Return all lines of the data in which the string "methods" occurs.
--- Recorded information ---
Issue #34066, opened 2021-11-30
NPE with strand groups when calling object methods via runtime api


warunalakshitha:
**Description:**
Observed NPE with strand group when calling methods using objects created through runtime API.

PR #34067, opened 2021-11-30
Fix NPE with strand groups when calling object methods via runtime api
---
■ Answer to this problem
NPE with strand groups when calling object methods via runtime api
Observed NPE with strand group when calling methods using objects created through runtime API.
Fix NPE with strand groups when calling object methods via runtime api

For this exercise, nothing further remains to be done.